La création de zones protégées transfrontalières peut opposer les pays concernés et ainsi compliquer encore un peu plus les affaires de la biodiversité.
La Nouvelle-Zélande refuse de protéger le « dernier océan », tandis que les Îles Cook se sont lancées dans la création d'une zone protégée maritime géante.

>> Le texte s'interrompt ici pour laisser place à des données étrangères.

PR #543, opened 2024-01-28
ENH: Dispersion Class Overhaul

MateusStano:
## Pull request type

## Description

Did a big refactor on the Dispersion Class, it is working perfectly now. Simulations can be ran perfectly.

I did not touch anything relating to plots, prints or tests. So tests will not pass.

Some things for the future: 
 - Something related to the saving of inputs and outputs are affecting simulation. I do not know exactly what it is
 - The whole `exportables` list needs to be reviewed
 
 Next PR will be renaming all the classes.


phmbressan (commented):
Great to see things coming to shape. 

You mentioned something not working on the simulation it the PR description, in the notebook there is an error in the creation of an `mc_rocket.create_object()`. Is that what you meant?

rocketpy/simulation/dispersion.py
```diff
@@ -22,111 +22,109 @@
...
+        Time when the simulation started.
+    _start_cpu_time : float
+        CPU time when the simulation started.
+    _input_file : str
+        String containing the filepath of the input file
+    _output_file : str
+        String containing the filepath of the output file
+    _error_file : str
+        String containing the filepath of the error file
     """
```
Gui-FernandesBR, line 92: What is the point of documenting weakly private attribute? If you're going to document it, then why don't you just go and make them public? Also, all the descriptions here are totally predictable, meaning that if you don't write the docstring I can still understand it.

rocketpy/simulation/dispersion.py
```diff
@@ -153,9 +156,260 @@ def __init__(
...
+        print("Starting monte carlo analysis", end="\r")
+
+        try:
+            while self.iteration_count < self.number_of_simulations:
+                self.__run_single_simulation(input_file, output_file)
+        except (TypeError, ValueError, KeyError, AttributeError) as error:
+            print(f"Error on iteration {self.iteration_count}: {error}")
+            error_file.write(f"{self._inputs_dict}\n")
+            self.__close_files(input_file, output_file, error_file)
+            raise error
```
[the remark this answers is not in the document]
Gui-FernandesBR: General exceptions are not so welcome as they tend to generalize they tend to generalize the behavior.
If an exception is raised without being in the list of expected exceptions, the code will still stop running, buuuut.... 
I'm curious to know what happens if you finish execution without calling the `self.__close_files(input_file, output_file, error_file)` line.

rocketpy/simulation/dispersion.py
```diff
@@ -153,9 +156,260 @@ def __init__(
...
+            output_file=output_file,
+        )
+
+        self.__reprint(
+            f"Current iteration: {self.iteration_count:06d} | "
+            f"Average Time per Iteration: {((process_time() - self.start_cpu_time) / self.iteration_count):2.6f} s | "
+            f"Estimated time left: {int((self.number_of_simulations - self.iteration_count) * ((process_time() - self.start_cpu_time) / self.iteration_count))} s",
+            end="\r",
+            flush=True,
+        )
```
Gui-FernandesBR, line 247: Getting two warnings of "line too long" here, please separate into more lines so it become more readable.

Here is a suggestion.

```suggestion
        average_time = (process_time() - self.start_cpu_time) / self.iteration_count
        estimated_time = int(
            (self.number_of_simulations - self.iteration_count) * average_time
        )

        self.__reprint(
            f"Current iteration: {self.iteration_count:06d} | "
            f"Average Time per Iteration: {average_time:.3f} s | "
            f"Estimated time left: {estimated_time} s",
            end="\r",
            flush=True,
        )
```

rocketpy/simulation/dispersion.py
```diff
@@ -153,9 +156,260 @@ def __init__(
...
+
+    def __finalize_simulation(self, input_file, output_file, error_file):
+        """Finalizes the simulation, closes the files and prints the results."""
+        final_string = (
+            f"Completed {self.iteration_count} iterations. Total CPU time: "
+            f"{process_time() - self.start_cpu_time:.1f} s. Total wall time: "
+            f"{time() - self.start_time:.1f} s\n"
+        )
+
+        self.__reprint(final_string + f"Saving results.", flush=True)
```
Gui-FernandesBR, line 263: You are using a f-string that doesn't have an interpolated value. Make it a simple string or add some content to interpolate. Here is a simple suggestion:

```suggestion
        self.__reprint(final_string + "Saving results.", flush=True)
```

rocketpy/simulation/dispersion.py
```diff
@@ -279,308 +529,16 @@ def set_results(self):
...
-        Returns
-        -------
-        None
-        """
+        parameter available in the results"""
         self.processed_results = {}
         for result in self.results.keys():
             mean = np.mean(self.results[result])
             stdev = np.std(self.results[result])
             self.processed_results[result] = (mean, stdev)
```
Gui-FernandesBR, line 540: This is more pythonic and cleaner:

```suggestion
        for result, values in self.results.items():
            mean = np.mean(values)
            stdev = np.std(values)
            self.processed_results[result] = (mean, stdev)
```

rocketpy/simulation/dispersion.py
```diff
@@ -695,8 +653,6 @@ def import_results(self, filename=None):
         self.import_inputs(filename=filepath)
         self.import_errors(filename=filepath)
 
-        return None
-
     def exportEllipsesToKML(
```
Gui-FernandesBR, line 656: Please consider renaming this method to follow the `snake_case` convention.  

`exportEllipsesToKML` --> `export_ellipses_to_kml`

rocketpy/simulation/dispersion.py
```diff
@@ -786,23 +743,14 @@ def exportEllipsesToKML(
...
-        Returns
-        -------
-        None
-        """
+        """Print information about the monte carlo simulation."""
         self.prints.all_results()
 
-        return None
-
     def allInfo(self):
```
Gui-FernandesBR, line 751: allInfo -> all_info

Gui-FernandesBR (changes requested):
Good refactor here, some of the changes are already contributing to a better understanding of the class in general.

The notebook is not running to the following problem:

```txt
AttributeError: 'Dispersion' object has no attribute 'print_results'
```

We should keep working on the Dispersion/Monte Carlo feature and improve it to release it by version v1.3.0, hopefully soon enough!

rocketpy/simulation/dispersion.py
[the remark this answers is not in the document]
phmbressan: I agree that a general Exception is not in general a good practice. I still need to read this code a bit better, but it would be basically to not stop the execution by a possibly "simple" error.

I am sorry if I am suggesting here something already implemented.

There are many solutions that we could employ to make the behavior of the dispersion in case of an exception convenient:

- Make a count incremented by each exception so that if too many simulations fail sequentially the program stops;

- Allow for saving partial dispersion results to be reused in a possible simulation restart.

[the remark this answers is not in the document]
Gui-FernandesBR: > because we need to detect if a simulation failed (basically by any reason).

I can agree with using the general exception then, given your comment.

rocketpy/simulation/dispersion.py
MateusStano: I guess there is no point in having them. Will remove it

Gui-FernandesBR (approved):
LGTM

PR #547, opened 2024-02-07
ENH: Plotting both power on and off drag curves in a single plot.

juliomachad0:
## Pull request type

## Checklist

## Current behavior

Before the changes, the drag curves were plotted separated.

## New behavior

Now, with the changes made, there is only a plot with both curves.

## Breaking change

- [ ] Yes
- [X] No

## Additional information

The methods power_on_drag and power_off_drag of the _RocketPlots class were removed.

### DIFF
--- a/rocketpy/plots/rocket_plots.py
+++ b/rocketpy/plots/rocket_plots.py
@@ -86,27 +86,31 @@ class _RocketPlots:
 
         return None
 
-    def power_on_drag(self):
-        """Plots power on drag of the rocket as a function of time.
+    def power_on_and_off_drag(self):
+        """Plots power off and on drag curve of the rocket as a function of time.
 
         Returns
         -------
         None
         """
+        x_power_drag_off = self.rocket.power_off_drag.x_array
+        y_power_drag_off = self.rocket.power_off_drag.y_array
+        x_power_drag_on = self.rocket.power_on_drag.x_array
+        y_power_drag_on = self.rocket.power_on_drag.y_array
 
-        self.rocket.power_on_drag()
+        fig, ax = plt.subplots()
+        ax.plot(x_power_drag_on, y_power_drag_on, label="Power on Drag")
+        ax.plot(
+            x_power_drag_off, y_power_drag_off, label="Power off Drag", linestyle="--"
+        )
 
-        return None
-
-    def power_off_drag(self):
-        """Plots power off drag of the rocket as a function of time.
-
-        Returns
-        -------
-        None
-        """
-
-        self.rocket.power_off_drag()
+        ax.set_title("Power on and off Drag")
+        ax.set_ylabel("Drag Coefficient")
+        ax.set_xlabel("Mach")
+        ax.axvspan(0.8, 1.2, alpha=0.3, color="gray", label="Transonic Region")
+        ax.legend(loc="best", shadow=True)
+        plt.grid(True)
+        plt.show()
 
         return None
 
@@ -524,8 +528,7 @@ class _RocketPlots:
         # Drag Plots
         print("Drag Plots")
         print("-" * 20)  # Separator for Drag Plots
-        self.power_on_drag()
-        self.power_off_drag()
+        self.power_on_and_off_drag()
 
         # Stability Plots
         print("\nStability Plots")


rocketpy/plots/rocket_plots.py
```diff
@@ -86,27 +86,31 @@ def stability_margin(self):
...
-        None
-        """
-
-        self.rocket.power_on_drag()
-
-        return None
-
-    def power_off_drag(self):
-        """Plots power off drag of the rocket as a function of time.
+    def power_on_and_off_drag(self):
```
Gui-FernandesBR, line 89: What do you think about `def drag_curves(self)` instead of `def power_on_and_power_off_drag`?

I think it's easier to do `my_rocket.plots.drag_curves()` than `my_rocket.plots.power_on_and_power_off_drag()`.
We keep the same meaning but in a more concise manner.

rocketpy/plots/rocket_plots.py
```diff
@@ -86,27 +86,31 @@ def stability_margin(self):
...
-        self.rocket.power_off_drag()
+        ax.set_title("Power on and off Drag")
+        ax.set_ylabel("Drag Coefficient")
+        ax.set_xlabel("Mach")
+        ax.axvspan(0.8, 1.2, alpha=0.3, color="gray", label="Transonic Region")
+        ax.legend(loc="best", shadow=True)
+        plt.grid(True)
+        plt.show()
 
         return None
```
Gui-FernandesBR, line 115: You don't need this return statement. I think it's better to just delete it.

```suggestion
```

rocketpy/plots/rocket_plots.py
```diff
@@ -86,27 +86,31 @@ def stability_margin(self):
...
-        Returns
-        -------
-        None
-        """
-
-        self.rocket.power_on_drag()
-
-        return None
-
-    def power_off_drag(self):
```
Gui-FernandesBR, line 101: With the new behavior, there will be a problem when somebody tries to do these:

```python
my_rocket.plots.power_on_drag()
my_rocket.plots.power_off_drag()
```
Therefore, the current implementation is leading to a small breaking change, although the _RocketPlots is a private class.

I would recommend to keep the old methods but include a warning like this one: https://github.com/RocketPy-Team/RocketPy/blob/435bd62ff2a218825760f73b8bf9fb11c06bbbed/rocketpy/environment/environment.py#L3200

rocketpy/plots/rocket_plots.py
```diff
@@ -86,27 +86,31 @@ def stability_margin(self):
...
+        y_power_drag_on = self.rocket.power_on_drag.y_array
+
+        fig, ax = plt.subplots()
+        ax.plot(x_power_drag_on, y_power_drag_on, label="Power on Drag")
+        ax.plot(
+            x_power_drag_off, y_power_drag_off, label="Power off Drag", linestyle="--"
+        )
 
-        self.rocket.power_off_drag()
+        ax.set_title("Power on and off Drag")
```
Gui-FernandesBR, line 107: A small suggestion regarding the title (feel free to refuse it): "Drag curves".

Gui-FernandesBR (commented):
Excellent PR, I went through the PR description and everything was transparent enough.

I'm adding some commentaries with concerns that I have, it would be good to discuss them if needed. Also, please let me know if there's anything you don't understand at a first glance.

Welcome to the Matplotlib School of Engineering!

rocketpy/plots/rocket_plots.py
juliomachad0: I think it is a great suggestion ! I tried to be as clear as possible, but I forgot to be a little concise haha

rocketpy/plots/rocket_plots.py
juliomachad0: Ok. I agree, I think it will be better for advanced users who use the methods.

rocketpy/plots/rocket_plots.py
juliomachad0: I agree, it will look better

Gui-FernandesBR (approved):
LGTM,

Thank you for your first contribution. 
It does solve the problem and make our lives better when seeing all those plots.

As a suggestion, mext PR I recommend you to also include a picture of the plot you make so we can have a preview before reviewing it.

phmbressan (approved):
Great! This is much better to compare the drag curves and adding the transonic region is the icing on the cake.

Alors que l'ONU, suivant les recommandations de la communauté scientifique, a appelé les Etats à multiplier les créations de zones protégées afin d'assurer la pérennité de certaines espèces, la Nouvelle-Zélande vient de refuser de s'associer à un projet de conservation proposé par l'Oncle Sam pour sauvegarder la Mer de Ross, en Antarctique. « Le ministre des Affaires étrangères, M. McCully, a déclaré que la Nouvelle-Zélande deviendrait le pays leader en termes de projets de conservation, mais en fait, la proposition de la Nouvelle-Zélande est la moins solide des deux », a déploré le représentant de Greenpeace en Nouvelle-Zélande Steve Abel, cité par nos confrères du site Internet Greenetvert.fr.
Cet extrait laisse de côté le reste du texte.